## Task item:
Below are some records. Copy every line in them that holds "unsafeCast".

## Data provided:
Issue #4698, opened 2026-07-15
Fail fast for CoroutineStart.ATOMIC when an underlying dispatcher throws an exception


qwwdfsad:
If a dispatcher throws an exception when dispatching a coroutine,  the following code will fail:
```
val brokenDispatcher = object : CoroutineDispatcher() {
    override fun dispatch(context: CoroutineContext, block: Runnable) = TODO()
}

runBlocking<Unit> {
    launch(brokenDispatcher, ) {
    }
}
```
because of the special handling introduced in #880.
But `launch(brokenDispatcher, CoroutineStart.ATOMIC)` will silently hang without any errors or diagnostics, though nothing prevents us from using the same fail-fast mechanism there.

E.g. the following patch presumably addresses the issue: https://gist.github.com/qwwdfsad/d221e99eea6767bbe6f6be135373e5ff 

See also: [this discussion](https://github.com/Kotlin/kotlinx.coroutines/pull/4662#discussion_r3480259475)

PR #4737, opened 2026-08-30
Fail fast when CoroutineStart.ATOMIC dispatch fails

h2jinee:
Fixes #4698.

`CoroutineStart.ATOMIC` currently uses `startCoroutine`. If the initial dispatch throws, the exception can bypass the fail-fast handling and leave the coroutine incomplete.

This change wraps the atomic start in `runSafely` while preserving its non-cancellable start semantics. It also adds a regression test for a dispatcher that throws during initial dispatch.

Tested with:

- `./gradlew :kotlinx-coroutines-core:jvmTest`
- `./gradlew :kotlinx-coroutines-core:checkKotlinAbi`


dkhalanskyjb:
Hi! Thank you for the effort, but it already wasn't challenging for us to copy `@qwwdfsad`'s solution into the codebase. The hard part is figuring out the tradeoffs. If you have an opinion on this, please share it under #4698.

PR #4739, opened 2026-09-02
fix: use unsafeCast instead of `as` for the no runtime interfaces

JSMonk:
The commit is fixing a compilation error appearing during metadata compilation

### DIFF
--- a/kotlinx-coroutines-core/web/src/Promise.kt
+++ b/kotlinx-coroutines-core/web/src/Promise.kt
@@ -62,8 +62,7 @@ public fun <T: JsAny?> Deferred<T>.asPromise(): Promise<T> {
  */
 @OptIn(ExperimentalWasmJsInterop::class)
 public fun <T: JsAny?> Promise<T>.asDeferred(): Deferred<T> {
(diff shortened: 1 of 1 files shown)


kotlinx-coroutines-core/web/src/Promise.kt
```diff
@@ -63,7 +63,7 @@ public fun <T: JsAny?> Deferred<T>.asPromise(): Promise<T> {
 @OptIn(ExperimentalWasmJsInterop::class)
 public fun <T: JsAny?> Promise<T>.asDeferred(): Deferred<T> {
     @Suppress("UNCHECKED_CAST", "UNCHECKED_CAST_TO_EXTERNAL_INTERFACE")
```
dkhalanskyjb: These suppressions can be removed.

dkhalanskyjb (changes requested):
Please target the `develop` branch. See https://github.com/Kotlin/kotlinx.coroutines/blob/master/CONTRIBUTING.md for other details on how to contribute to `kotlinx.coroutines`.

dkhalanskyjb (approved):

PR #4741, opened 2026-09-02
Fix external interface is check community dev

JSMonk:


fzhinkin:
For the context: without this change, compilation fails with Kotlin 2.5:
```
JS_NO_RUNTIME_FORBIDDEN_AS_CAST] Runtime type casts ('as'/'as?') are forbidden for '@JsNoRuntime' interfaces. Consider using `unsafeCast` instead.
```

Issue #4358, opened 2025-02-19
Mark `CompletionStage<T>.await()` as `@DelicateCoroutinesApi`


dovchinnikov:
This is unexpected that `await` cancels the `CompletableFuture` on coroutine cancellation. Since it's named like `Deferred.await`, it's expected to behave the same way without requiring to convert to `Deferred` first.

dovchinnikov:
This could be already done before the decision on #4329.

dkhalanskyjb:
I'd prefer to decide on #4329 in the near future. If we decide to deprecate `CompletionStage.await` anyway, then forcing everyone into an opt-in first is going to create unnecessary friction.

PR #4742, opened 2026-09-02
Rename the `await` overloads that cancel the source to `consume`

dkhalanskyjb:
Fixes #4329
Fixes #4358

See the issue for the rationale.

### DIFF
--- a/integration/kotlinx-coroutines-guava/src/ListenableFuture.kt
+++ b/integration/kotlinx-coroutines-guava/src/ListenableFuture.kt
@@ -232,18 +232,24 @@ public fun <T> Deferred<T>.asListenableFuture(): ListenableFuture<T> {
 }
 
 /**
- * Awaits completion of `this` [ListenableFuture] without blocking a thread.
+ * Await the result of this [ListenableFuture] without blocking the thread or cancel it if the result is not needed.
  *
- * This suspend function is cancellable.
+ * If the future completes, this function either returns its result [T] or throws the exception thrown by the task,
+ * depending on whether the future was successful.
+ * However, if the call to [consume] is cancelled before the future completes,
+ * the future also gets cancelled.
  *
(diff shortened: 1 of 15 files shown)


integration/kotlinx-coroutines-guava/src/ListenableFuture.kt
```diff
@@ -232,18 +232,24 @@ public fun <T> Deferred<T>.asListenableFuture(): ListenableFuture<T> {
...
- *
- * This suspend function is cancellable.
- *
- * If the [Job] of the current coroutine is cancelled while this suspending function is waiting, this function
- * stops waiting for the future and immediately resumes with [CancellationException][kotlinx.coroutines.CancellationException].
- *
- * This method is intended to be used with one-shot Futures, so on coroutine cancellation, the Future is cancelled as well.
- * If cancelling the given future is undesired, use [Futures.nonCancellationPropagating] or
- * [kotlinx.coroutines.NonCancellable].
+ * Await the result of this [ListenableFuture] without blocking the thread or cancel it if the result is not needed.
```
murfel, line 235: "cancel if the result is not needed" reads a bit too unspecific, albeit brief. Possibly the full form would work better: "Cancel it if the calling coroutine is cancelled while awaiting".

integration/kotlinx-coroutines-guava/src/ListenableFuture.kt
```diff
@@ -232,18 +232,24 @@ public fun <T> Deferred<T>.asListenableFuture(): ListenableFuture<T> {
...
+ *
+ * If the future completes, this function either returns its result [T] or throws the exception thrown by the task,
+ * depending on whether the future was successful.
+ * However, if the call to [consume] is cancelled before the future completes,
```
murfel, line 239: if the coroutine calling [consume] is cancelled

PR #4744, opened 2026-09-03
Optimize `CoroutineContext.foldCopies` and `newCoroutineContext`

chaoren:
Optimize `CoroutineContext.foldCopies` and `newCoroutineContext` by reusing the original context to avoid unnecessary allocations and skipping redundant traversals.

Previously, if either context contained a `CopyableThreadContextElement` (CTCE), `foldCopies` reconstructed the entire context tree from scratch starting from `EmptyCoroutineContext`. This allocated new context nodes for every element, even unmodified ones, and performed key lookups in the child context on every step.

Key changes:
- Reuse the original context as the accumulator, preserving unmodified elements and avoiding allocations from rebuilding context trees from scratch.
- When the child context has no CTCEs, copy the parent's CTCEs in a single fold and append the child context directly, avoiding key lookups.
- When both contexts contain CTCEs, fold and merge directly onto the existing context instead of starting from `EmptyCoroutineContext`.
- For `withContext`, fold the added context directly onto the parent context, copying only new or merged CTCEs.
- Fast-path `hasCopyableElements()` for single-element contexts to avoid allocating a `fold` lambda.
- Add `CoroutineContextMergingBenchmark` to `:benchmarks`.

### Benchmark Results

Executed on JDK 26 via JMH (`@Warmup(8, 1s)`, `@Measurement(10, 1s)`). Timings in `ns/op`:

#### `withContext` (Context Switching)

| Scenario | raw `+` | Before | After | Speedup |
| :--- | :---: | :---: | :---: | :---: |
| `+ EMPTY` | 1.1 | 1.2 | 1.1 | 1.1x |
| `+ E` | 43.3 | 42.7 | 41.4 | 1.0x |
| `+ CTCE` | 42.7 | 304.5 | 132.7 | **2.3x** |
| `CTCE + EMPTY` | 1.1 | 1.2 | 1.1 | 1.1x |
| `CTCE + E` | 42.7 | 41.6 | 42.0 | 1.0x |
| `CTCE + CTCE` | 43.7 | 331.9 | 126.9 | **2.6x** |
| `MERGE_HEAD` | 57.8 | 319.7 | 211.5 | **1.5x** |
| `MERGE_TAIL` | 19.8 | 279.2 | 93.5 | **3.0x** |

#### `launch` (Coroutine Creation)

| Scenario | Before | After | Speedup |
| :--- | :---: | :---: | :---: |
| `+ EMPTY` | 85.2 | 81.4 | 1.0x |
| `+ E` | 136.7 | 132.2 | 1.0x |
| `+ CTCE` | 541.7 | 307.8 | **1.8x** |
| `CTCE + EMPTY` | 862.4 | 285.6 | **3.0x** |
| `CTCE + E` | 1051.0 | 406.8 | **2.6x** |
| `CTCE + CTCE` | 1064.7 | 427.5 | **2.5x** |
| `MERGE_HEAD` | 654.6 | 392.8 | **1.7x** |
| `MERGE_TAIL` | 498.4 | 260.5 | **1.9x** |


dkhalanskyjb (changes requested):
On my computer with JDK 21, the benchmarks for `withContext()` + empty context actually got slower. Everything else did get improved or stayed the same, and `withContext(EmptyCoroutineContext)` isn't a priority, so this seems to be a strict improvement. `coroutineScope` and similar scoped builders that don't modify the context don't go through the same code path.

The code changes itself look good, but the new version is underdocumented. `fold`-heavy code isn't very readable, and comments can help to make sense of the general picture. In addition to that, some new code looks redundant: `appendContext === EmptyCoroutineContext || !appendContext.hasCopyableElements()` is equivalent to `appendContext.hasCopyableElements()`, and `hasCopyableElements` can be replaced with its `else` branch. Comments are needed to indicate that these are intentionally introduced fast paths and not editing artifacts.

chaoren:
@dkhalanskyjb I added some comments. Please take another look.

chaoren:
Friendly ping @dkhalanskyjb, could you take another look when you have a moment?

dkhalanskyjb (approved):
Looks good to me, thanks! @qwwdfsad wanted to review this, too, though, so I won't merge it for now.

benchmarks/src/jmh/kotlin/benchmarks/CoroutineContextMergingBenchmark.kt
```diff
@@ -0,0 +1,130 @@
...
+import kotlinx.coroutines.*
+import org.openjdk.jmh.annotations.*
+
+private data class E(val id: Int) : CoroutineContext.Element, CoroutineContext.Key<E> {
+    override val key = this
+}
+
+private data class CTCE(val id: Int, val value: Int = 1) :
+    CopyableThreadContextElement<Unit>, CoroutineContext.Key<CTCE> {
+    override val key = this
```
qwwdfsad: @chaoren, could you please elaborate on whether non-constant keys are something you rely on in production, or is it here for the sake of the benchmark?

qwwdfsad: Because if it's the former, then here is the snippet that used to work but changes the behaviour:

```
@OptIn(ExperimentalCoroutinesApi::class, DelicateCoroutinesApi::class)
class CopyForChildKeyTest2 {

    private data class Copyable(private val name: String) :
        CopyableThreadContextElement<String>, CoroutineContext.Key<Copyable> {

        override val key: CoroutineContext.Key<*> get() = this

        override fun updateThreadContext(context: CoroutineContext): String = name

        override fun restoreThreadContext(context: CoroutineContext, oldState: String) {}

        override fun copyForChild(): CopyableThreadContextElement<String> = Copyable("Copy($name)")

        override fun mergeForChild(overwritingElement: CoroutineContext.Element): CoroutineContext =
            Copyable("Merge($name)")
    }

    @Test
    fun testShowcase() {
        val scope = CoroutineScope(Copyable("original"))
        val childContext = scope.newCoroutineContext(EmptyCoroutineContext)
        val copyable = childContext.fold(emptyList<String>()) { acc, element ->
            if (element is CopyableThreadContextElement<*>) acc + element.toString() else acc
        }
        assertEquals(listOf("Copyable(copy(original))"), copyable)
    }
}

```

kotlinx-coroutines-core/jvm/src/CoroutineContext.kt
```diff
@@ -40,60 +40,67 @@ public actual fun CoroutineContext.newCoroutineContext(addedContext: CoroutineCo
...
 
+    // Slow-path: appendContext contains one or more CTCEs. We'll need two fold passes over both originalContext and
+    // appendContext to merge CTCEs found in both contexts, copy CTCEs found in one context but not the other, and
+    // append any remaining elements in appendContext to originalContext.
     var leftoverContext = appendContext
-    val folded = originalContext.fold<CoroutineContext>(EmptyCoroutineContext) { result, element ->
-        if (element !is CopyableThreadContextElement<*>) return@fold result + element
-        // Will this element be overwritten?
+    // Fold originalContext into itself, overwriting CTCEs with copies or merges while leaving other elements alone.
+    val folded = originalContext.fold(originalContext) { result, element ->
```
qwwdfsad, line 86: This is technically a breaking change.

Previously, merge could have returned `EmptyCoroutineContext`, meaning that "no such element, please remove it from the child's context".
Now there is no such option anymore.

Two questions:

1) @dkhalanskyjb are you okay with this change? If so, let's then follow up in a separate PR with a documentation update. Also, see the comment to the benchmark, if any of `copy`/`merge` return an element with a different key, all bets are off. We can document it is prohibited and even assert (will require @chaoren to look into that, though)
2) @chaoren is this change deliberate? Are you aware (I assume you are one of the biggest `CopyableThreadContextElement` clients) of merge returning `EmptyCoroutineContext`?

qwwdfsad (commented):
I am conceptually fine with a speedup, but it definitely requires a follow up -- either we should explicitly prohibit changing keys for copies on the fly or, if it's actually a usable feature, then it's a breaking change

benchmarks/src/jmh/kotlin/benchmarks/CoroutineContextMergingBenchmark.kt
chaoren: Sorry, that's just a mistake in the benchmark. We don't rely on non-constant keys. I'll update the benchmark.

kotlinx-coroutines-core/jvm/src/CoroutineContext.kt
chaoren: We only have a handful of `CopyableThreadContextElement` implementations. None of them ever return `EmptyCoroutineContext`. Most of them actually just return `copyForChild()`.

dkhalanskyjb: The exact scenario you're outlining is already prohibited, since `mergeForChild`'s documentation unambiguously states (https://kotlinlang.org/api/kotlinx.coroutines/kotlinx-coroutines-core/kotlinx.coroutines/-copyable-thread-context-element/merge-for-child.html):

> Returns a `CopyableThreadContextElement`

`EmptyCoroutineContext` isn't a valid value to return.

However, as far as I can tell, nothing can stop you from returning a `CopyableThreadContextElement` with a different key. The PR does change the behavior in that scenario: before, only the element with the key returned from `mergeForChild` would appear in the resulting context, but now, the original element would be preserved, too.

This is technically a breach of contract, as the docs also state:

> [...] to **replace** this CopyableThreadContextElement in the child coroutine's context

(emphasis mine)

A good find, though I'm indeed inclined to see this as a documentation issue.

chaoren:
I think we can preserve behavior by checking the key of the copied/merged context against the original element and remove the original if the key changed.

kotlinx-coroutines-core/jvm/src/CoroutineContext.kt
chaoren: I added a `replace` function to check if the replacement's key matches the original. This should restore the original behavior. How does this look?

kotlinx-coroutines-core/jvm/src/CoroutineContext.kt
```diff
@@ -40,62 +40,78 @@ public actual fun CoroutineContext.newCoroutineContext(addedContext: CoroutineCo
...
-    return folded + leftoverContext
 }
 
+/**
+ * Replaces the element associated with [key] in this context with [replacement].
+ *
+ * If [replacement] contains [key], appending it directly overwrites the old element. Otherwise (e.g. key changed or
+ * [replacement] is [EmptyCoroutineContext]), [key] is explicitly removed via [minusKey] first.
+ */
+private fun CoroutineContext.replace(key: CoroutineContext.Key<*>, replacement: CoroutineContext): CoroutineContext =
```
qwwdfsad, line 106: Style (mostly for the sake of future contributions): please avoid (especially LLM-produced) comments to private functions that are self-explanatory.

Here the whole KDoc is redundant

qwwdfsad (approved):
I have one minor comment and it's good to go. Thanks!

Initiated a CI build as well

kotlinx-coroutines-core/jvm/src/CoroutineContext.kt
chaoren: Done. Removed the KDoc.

## Written reply:
fix: use unsafeCast instead of `as` for the no runtime interfaces
JS_NO_RUNTIME_FORBIDDEN_AS_CAST] Runtime type casts ('as'/'as?') are forbidden for '@JsNoRuntime' interfaces. Consider using `unsafeCast` instead.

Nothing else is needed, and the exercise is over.